Issue #2336, opened 2018-04-08
DNS and domain options for DHCPv6 and Router Advertisements, multiple issues


maurice-w:
### Parameters in `dhcpdv6.conf`, configured via `services_dhcpv6.php`
1. OPNsense sets the `domain-name` parameter, both as a global option (system domain) as well as a subnet-specific option (_Domain name_ field). However, this is a DHCPv4 option and is ignored by dhcpd6. DHCPv6 uses the `dhcp6.domain-search` option only.
1.1 The global `domain-name` option (set to the system domain) should be renamed to `dhcp6.domain-search`.
1.2 The _Domain name_ field should be removed from `services_dhcpv6.php`.
1.3 The _Domain search list_ field should set the subnet-specific `dhcp6.domain-search` option. Currently it sets the `domain-search` option (which is ignored by dhcpd6 because it's a DHCPv4 option).
2. If no _Range_ is specified, all subnet-specific options are missing. The options should always be there (to allow stateless DHCPv6 mode).
3. There are two additional global DHCPv4 options which should be removed:
`option ldap-server code 95 = text;`
`option domain-search-list code 119 = text;`

Reference (ISC DHCP 4.3 Man pages):
https://www.isc.org/wp-content/uploads/2017/08/dhcp43.html
https://www.isc.org/wp-content/uploads/2017/08/dhcp43options.html

### Parameters in `radvd.conf`, configured via `services_router_advertisements.php`
1. RDNSS
1.1 If addresses are entered into the _DNS servers_ fields, the `RDNSS` option is missing. It should be set to the specified addresses.
1.2 If the _DNS servers_ fields are left blank and Unbound is disabled, the `RDNSS` option is missing. It should be set to the IPv6 DNS servers configured via `system_general.php`.
1.3 Enabling _Use the DNS settings of the DHCPv6 server_ has no effect. It should set `RDNSS` to the DNS servers configured via `services_dhcpv6.php`.
2. DNSSL
2.1 The _Domain search list_ field is supposed to set `DNSSL` to the specified domains, but has no effect. `DNSSL` is always set to the system domain.
2.2 If a _Domain name_(!) is specified via `services_dhcpv6.php`(!), `DNSSL` is set to this domain. This should... not happen.

[...]

PR #3822, opened 2019-11-20
DHCPv6, fix for domain-search option

maurice-w:
The "domain-search" option in dhcpdv6.conf must be prefixed with "dhcp6". This fixes one of the issues from #2336 which are still open.


fichtner:
Nice catch, thanks!

PR #3824, opened 2019-11-20
DHCPv6, replace domain name option with domain search list option

maurice-w:
Should fix the remaining issues from #2336.


fichtner:
Many thanks, looks good ❤️

PR #3837, opened 2019-12-02
Fix stateless DHCPv6 mode

maurice-w:
Always add dhcp6.domain-search and dhcp6.name-servers to dhcpdv6.conf, even if no range6 is specified.


fichtner:
Nice catch, thanks!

☆ ☆ ☆ ☆ ☆

__Task objective__:
Show each line from the listing above that includes the word "html".

__Result__:
https://www.isc.org/wp-content/uploads/2017/08/dhcp43.html
https://www.isc.org/wp-content/uploads/2017/08/dhcp43options.html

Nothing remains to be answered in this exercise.